[RECORDS SUPPLIED — start]

PR #1570, opened 2024-01-30
Better legacy failure warning

ProExpertProg:
In case someone fails to create the V2 pipeline, I think it's helpful to print the error.

### DIFF
--- a/src/deepsparse/pipeline.py
+++ b/src/deepsparse/pipeline.py
@@ -140,8 +140,7 @@ class Pipeline(Operator):
                     "provided task should be registered using the OperatorRegistry"
                 )
         except Exception as e:
-            _LOGGER.warning(f"Could not create v2 '{task}' pipeline, with error: {e}")
-            _LOGGER.warning(f"Attempting to create the legacy pipeline")
+            _LOGGER.warning(f"Could not create v2 '{task}' pipeline, attempting to create the legacy pipeline. Reason: {e}")
             from deepsparse.legacy import Pipeline
 
             pipeline = Pipeline.create(task=task, **kwargs)
--- a/src/deepsparse/pipeline.py
+++ b/src/deepsparse/pipeline.py
@@ -139,8 +139,9 @@ class Pipeline(Operator):
                     "Pipeline was not created for the given task. The "
                     "provided task should be registered using the OperatorRegistry"
                 )
-        except Exception:
-            _LOGGER.warning(f"Could not create v2 '{task}' pipeline, trying legacy")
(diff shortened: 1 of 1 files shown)


horheynm (dismissed):

src/deepsparse/pipeline.py
```diff
@@ -139,8 +139,9 @@ def create(cls, task: str, **kwargs) -> "Pipeline":
                     "Pipeline was not created for the given task. The "
                     "provided task should be registered using the OperatorRegistry"
                 )
-        except Exception:
-            _LOGGER.warning(f"Could not create v2 '{task}' pipeline, trying legacy")
+        except Exception as e:
+            _LOGGER.warning(f"Could not create v2 '{task}' pipeline, with error: {e}")
+            _LOGGER.warning(f"Attempting to create the legacy pipeline")
```
bfineran, line 144: could we combine these to one string so only one message is logged?

rahul-tuli (dismissed):

src/deepsparse/pipeline.py
ProExpertProg: Yeah I just figured the error might be long. But I'll put it at the end, something like:
```python
_LOGGER.warning(f"Could not create v2 '{task}' pipeline, attempting to create the legacy pipeline. V2 pipeline error: {e}")
```

dbogunowicz: You can just do:

```
_LOGGER.warning(f"Could not create v2 '{task}' pipeline, with error: {e}. "
                                 "Attempting to create the legacy pipeline")
```

dbogunowicz (dismissed):

src/deepsparse/pipeline.py
rahul-tuli: I think Luka meant the error will be long so the sentence might look weird in the console

dsikka:
You can't have the word `error` in your warning

src/deepsparse/pipeline.py
ProExpertProg: Yeah just in case

ProExpertProg:
Oh, I see. What words are allowed? Can I say `"failed with"`?

dsikka:
@ProExpertProg you're currently failing this test: https://github.com/neuralmagic/deepsparse/blob/e29211c95b75ff19e0bf0c65a26b6044ba51bf80/tests/test_pipeline_benchmark.py#L89

Which checks for `error` and `fail`

jeanniefinks:

PR #1583, opened 2024-02-05
[TextGeneration] Add helper function to parse model path from args

dsikka:
# Summary
- Add a quick helper function which supports non-kwarg for model_path when using the `TextGeneration` pathway
- For this ticket: https://app.asana.com/0/1206109050183159/1206524727025314/f

The following now works:

```python
from deepsparse import TextGeneration
model_path = "hf:mgoin/TinyStories-1M-ds"

pipe = TextGeneration(model_path)

```

This still works:

```python

model_path  = TextGeneration(model_path=model_path)
```

### DIFF
--- a/src/deepsparse/pipeline.py
+++ b/src/deepsparse/pipeline.py
@@ -702,6 +702,7 @@ def text_generation_pipeline(*args, **kwargs) -> "Pipeline":
     :return: text generation pipeline with the given args and
         kwargs passed to Pipeline.create
     """
+    args, kwargs = _check_model_path_arg(*args, **kwargs)
     return Pipeline.create("text_generation", *args, **kwargs)
 
 
@@ -710,6 +711,7 @@ def code_generation_pipeline(*args, **kwargs) -> "Pipeline":
     :return: text generation pipeline with the given args and
         kwargs passed to Pipeline.create
     """
+    args, kwargs = _check_model_path_arg(*args, **kwargs)
     return Pipeline.create("code_generation", *args, **kwargs)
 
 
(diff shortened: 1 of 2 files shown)


bfineran (dismissed):

src/deepsparse/pipeline.py
```diff
@@ -802,3 +805,14 @@ def zero_shot_text_classification_pipeline(*args, **kwargs) -> "Pipeline":
...
+
+
+def _check_model_path_arg(*args, **kwargs):
+    if args:
+        if len(args) > 1 or "model_path" in kwargs or "model" in kwargs:
+            raise ValueError(
+                "Only the model path can be provided as a non-kwarg argument"
+            )
+        kwargs["model_path"] = args[0]
+        args = args[1:]
```
rahul-tuli, line 817: Won't args be an empty list here?

src/deepsparse/pipeline.py
```diff
@@ -802,3 +805,14 @@ def zero_shot_text_classification_pipeline(*args, **kwargs) -> "Pipeline":
     is returned depends on the value of the passed model_scheme argument.
     """
     return Pipeline.create("zero_shot_text_classification", *args, **kwargs)
+
+
+def _check_model_path_arg(*args, **kwargs):
+    if args:
+        if len(args) > 1 or "model_path" in kwargs or "model" in kwargs:
```
rahul-tuli, line 812: why not have the functions accept `model_path` as an arg directly? then python would raise an error automatically if kwargs also have model_path, we'll still have to check for `model` in kwargs though? Thoughts?


for example changing:

```python
def chat_pipeline(*args, **kwargs) -> "Pipeline":
```

To
```python
def chat_pipeline(model_path, **kwargs) -> "Pipeline":
```

dsikka: Can't just have `model_path` as we also supprt `model` so seems cleaner to just accept args and parse?

src/deepsparse/pipeline.py
dsikka: Yah good catch. Shouldnt be any other args.

mgoin (approved):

[RECORDS SUPPLIED — finish]

**TO DO:** Wherever the string "Exception" appears in the data above, report the whole line.

**EXERCISE OUTPUT:**
         except Exception as e:
-        except Exception:
-        except Exception:
+        except Exception as e:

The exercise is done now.